What is needed: From the data, copy out every line in which the word "pylint" appears.

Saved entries
-*-*-

Issue #84, opened 2026-01-06
Use proper Poisson sampling in documented examples and keras_api


ryan112358:
The JAX library core library includes APIs and Implementations of batch selection strategies, including standard Poisson sampling.  However, some of our example binaries do not use this, and instead load in the data sequentially as fixed size batches, which is common practice without privacy.  This is a problematic flaw with the implementations that invalidates the privacy guarantee and should be fixed. 

An example that does correct sampling is given in dp_logistic_regression.py.

Task:
* Update keras_api.py so that Poisson sampling is used instead of deterministic fixed-batch sampling. This may require imposing additional constraints on the input dataset format. In particular, the dataset needs to support efficient random access (in-memory arrays, or arrayrecord format).

PR #89, opened 2026-01-07
bench: refactor `keras_api.py` to use Poisson Sampling 

Neerajpathak07:
Fixes:- #84 

> What is the purpose of this pull request?

This pull request:-

- Refactors `keras_api.py` implementation to use Poisson Sampling from in-house `batch_selection` parity. 
- Updates the data class examples for DP-SGD to a Keras model.
- Removes the previous implementation of deterministic fixed-batch sampling and creates a new function to use Poisson sampling.. 
   Ref:-
   ```python
   return original_fit_fn(
        *args,
        **kwargs,
    )
    ```
   
    With

   ```python
    return fit_with_dp_poisson_sampling
    ```


jax_privacy/keras_api.py
```diff
@@ -335,78 +343,59 @@ def fit_fn_with_validation(
...
+          self._dp_params.sampling_prob or (self._dp_params.batch_size / self._dp_params.train_size)
+      )
+      plan = batch_selection.CyclicPoissonSampling(
+          sampling_prob=sampling_probability,
+          iterations=remaining_steps
+      )
+      for batch_idx in plan.batch_iterator(self._dp_params.train_size):
 
+        # Pad indices to reduce JIT recompilations
+        idx = batch_selection.pad_to_multiple_of(batch_idx, self._dp_params.padding_multiple)
```
ryan112358, line 492: It's important that the padding indices (idx == -1) are plumbed through jax_privacy.clipped_grad, and optionally that a dummy example is appended to the end of the training data that will be picked up when idx == -1

jax_privacy/keras_api.py
```diff
@@ -335,78 +343,59 @@ def fit_fn_with_validation(
...
+    def fit_with_dp_poisson_sampling(x=None, y=None, epochs=1, verbose='auto', callbacks=None, **kwargs):
+      if x is None or not hasattr(x, 'shape'):
+        raise ValueError(
+            'DP training requires x to be a JAX or NumPy array for efficient random access during Poisson sampling.'
+        )
+      # Use provided sampling_prob or default to batch_size / train_size for expected batch size
+      sampling_probability = (
+          self._dp_params.sampling_prob or (self._dp_params.batch_size / self._dp_params.train_size)
+      )
+      plan = batch_selection.CyclicPoissonSampling(
```
ryan112358: maybe call this sampler or strategy

jax_privacy/keras_api.py
```diff
@@ -111,6 +117,8 @@ class DPKerasConfig:
   rescale_to_unit_norm: bool = True
   microbatch_size: int | None = None
   seed: int | None = None
+  sampling_prob: float | None = None
```
ryan112358: I believe exactly one of sampling_prob or batch_size should be provided.  Otherwise another way you could parameterize it is with "expected_batch_size" and a boolean flag "use_poisson_sampling".  Then you can compute sampling_probability below as expected_batch_size / dataset_size.  This would assume a zero-out adjacency notion though.

jax_privacy/keras_api.py
```diff
@@ -470,7 +459,7 @@ def _dp_train_step(
 
   dp_batch_size = self._dp_params.batch_size  # pylint: disable=protected-access
   actual_batch_size = jax.tree_util.tree_leaves(x)[0].shape[0]
-  if dp_batch_size != actual_batch_size:
+  if actual_batch_size < dp_batch_size:
```
ryan112358: Why should this invariant hold?

jax_privacy/keras_api.py
Neerajpathak07:
```suggestion
      strategy= batch_selection.CyclicPoissonSampling(
```

jax_privacy/keras_api.py
Neerajpathak07: @ryan112358 makes sense I'll update this with the suggested parameters. Although if it is going to hold zero-out adjacency notion would changing this be proclamatory?

jax_privacy/keras_api.py
Neerajpathak07: Thought of preserving the DP-SGD privacy assumptions under Poisson sampling. But, `actual_batch_size` may be less than `dp_batch_size` for any given step. So, it would create discrepancy I'll revert this!!

jax_privacy/keras_api.py
```diff
@@ -335,78 +339,82 @@ def fit_fn_with_validation(
...
 
+      clipped_grad_fn = jax_privacy.clipped_grad(
+          fun=self.compute_loss_and_updates,
+          has_aux=True,
+          return_values=True,
+          l2_clip_norm=self._dp_params.clipping_norm,
+          rescale_to_unit_norm=self._dp_params.rescale_to_unit_norm,
+          normalize_by=self._dp_params.batch_size,
+          batch_argnums=(3, 4, 5),  # corresponding to (x, y, sample_weight)
+          microbatch_size=self._dp_params.microbatch_size,
```
ryan112358: If microbatch_size is specified with padding_multiple, then  padding_multiple % microbatch_size == 0 should be true.  Would be good to document that.

jax_privacy/keras_api.py
```diff
@@ -335,78 +339,82 @@ def fit_fn_with_validation(
...
+      privatizer = strategy.noise_addition_transform
+
+      # Append a dummy example for padding
+      dummy_x = jnp.zeros_like(x[:1])
+      x = jnp.concatenate([x, dummy_x], axis=0)
+      if y is not None:
+        dummy_y = jnp.zeros_like(y[:1])
+        y = jnp.concatenate([y, dummy_y], axis=0)
+
+      clipped_grad = clipped_grad_fn(x, y, is_padding_example=is_padding_example)
```
ryan112358: It seems is_padding_example is called here before being used.  The unit tests should catch this

jax_privacy/keras_api.py
```diff
@@ -335,78 +339,82 @@ def fit_fn_with_validation(
...
+      step_logs, updated_model_state = privatizer.update(clipped_grad)
+
+      sampling_probability = self._dp_params.batch_size / self._dp_params.train_size
+
+      strategy = batch_selection.CyclicPoissonSampling(
+          sampling_prob=sampling_probability,
+          iterations=remaining_steps
+      )
+
+      for batch_idx in strategy.batch_iterator(self._dp_params.train_size):
```
ryan112358: I'm confused by this loop.  It seems to iterate through all the batches but not really do anything with the batch_data.

Neerajpathak07: yea was a bug there updated it with:-
```python
step_logs, updated_model_state = self._dp_train_step(
        self,
        model_state,
        batch_data
      )
```

Neerajpathak07:
@ryan112358 Have added a few fixes addressing the comments. But, all-in-all I am having a few doubts on resolving the CI error!!

jax_privacy/keras_api.py
```diff
@@ -335,60 +345,130 @@ def fit_fn_with_validation(
     _validate_optimizer(self, self._dp_params)  # pylint: disable=protected-access
     fit_signature = inspect.signature(original_fit_fn)
 
-    # batch_size is not set explicitely in the fit() call if the input dataset
-    # is already batched. In this case, we assume that the batch sizes are
-    # aligned and use the batch size from the DP parameters. We will check that
-    # the batch sizes are aligned in the train_step function.
+      # batch_size is not set explicitely in the fit() call if the input dataset
```
ryan112358, line 399: Can you revert these formatting changes?

jax_privacy/keras_api.py
```diff
@@ -335,60 +345,130 @@ def fit_fn_with_validation(
...
+            microbatch_size=self._dp_params.microbatch_size,
+        )
+    sampling_probability = self._dp_params.batch_size / self._dp_params.train_size # pylint: disable=protected-access
+
+    strategy = batch_selection.CyclicPoissonSampling( # pylint: disable=protected-access
+            sampling_prob=sampling_probability,
+            iterations=self._dp_params.train_steps - performed_optimizer_steps,
+        )
+  
+    def fit_with_dp_poisson_sampling(*args, x=None, y=None, is_padding_example):
```
ryan112358, line 469: is_padding_example is not used, either here or below.  It should be wired through to clipped_grad_fn

jax_privacy/keras_api.py
```diff
@@ -335,60 +345,130 @@ def fit_fn_with_validation(
...
+        batch_y = y[idx] if y is not None else None
+        batch_data = (batch_x, batch_y, None)
+
+        trainable_variables = self.trainable_variables
+        non_trainable_variables = self.non_trainable_variables
+        optimizer_variables = self.optimizer_variables
+        metrics_variables = self.metrics_variables
+        model_state = (trainable_variables, non_trainable_variables, optimizer_variables, metrics_variables)
+
+        updated_model_state = _dp_train_step(
```
ryan112358, line 504: Maybe I'm missing something, but I don't see where this function is defined

jax_privacy/keras_api.py
```diff
@@ -325,7 +336,6 @@ def _create_fit_fn_with_validation(
     The fit function with same signature as original_fit_fn but with validation
     for DP-SGD training.
   """
-
   @functools.wraps(original_fit_fn)
   def fit_fn_with_validation(
```
ryan112358, line 391: If we make Poisson sampling the default (which requires in-memory arrays as input), we have to make sure that all usages of this API provides the data in the expected format.  Examples that provide data in another format either have to be modified, or Poisson sampling should be optional.  Do you know what format examples of this API use for the data?

jax_privacy/keras_api.py
```diff
@@ -98,6 +99,10 @@ class DPKerasConfig:
         `gradient_accumulation_steps` operates outside of the jit boundary.
         The default value is None, which means that no microbatching is used,
         and is equivalent to microbatch_size=batch_size.
+      padding_multiple: The multiple to pad batches to when using Poisson
+        sampling, to reduce JIT recompilation. Note: If microbatch_size is 
+        specified, then padding_multiple % microbatch_size == 0 should be true
```
RamSaw, line 131: nit: could you write "must" as below you throw an exception if it is not true.

jax_privacy/keras_api.py
RamSaw, line 469: This new function fit_with_dp_poisson_sampling and the associated logic for Poisson sampling appears to be on the right track, but contains several issues and seems to be unused.



The function is defined but never called. The original original_fit_fn is called on L507, so this new logic is currently dead code.

There's a return fit_with_dp_poisson_sampling statement (L505) inside the for loop. This would cause the loop to terminate after the first iteration and return the function object itself, which is likely not the intended behavior.

The is_padding_example parameter in the function signature is shadowed by the assignment on L480.

As noted by the TODO on L462, the clipped_grad_fn is not used.


Note: line numbers might be off

Neerajpathak07: Yeah this is a WIP for now Let me go ahead and draft this!!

-*-*-

Solution to the exercise:
   dp_batch_size = self._dp_params.batch_size  # pylint: disable=protected-access
     _validate_optimizer(self, self._dp_params)  # pylint: disable=protected-access
+    sampling_probability = self._dp_params.batch_size / self._dp_params.train_size # pylint: disable=protected-access
+    strategy = batch_selection.CyclicPoissonSampling( # pylint: disable=protected-access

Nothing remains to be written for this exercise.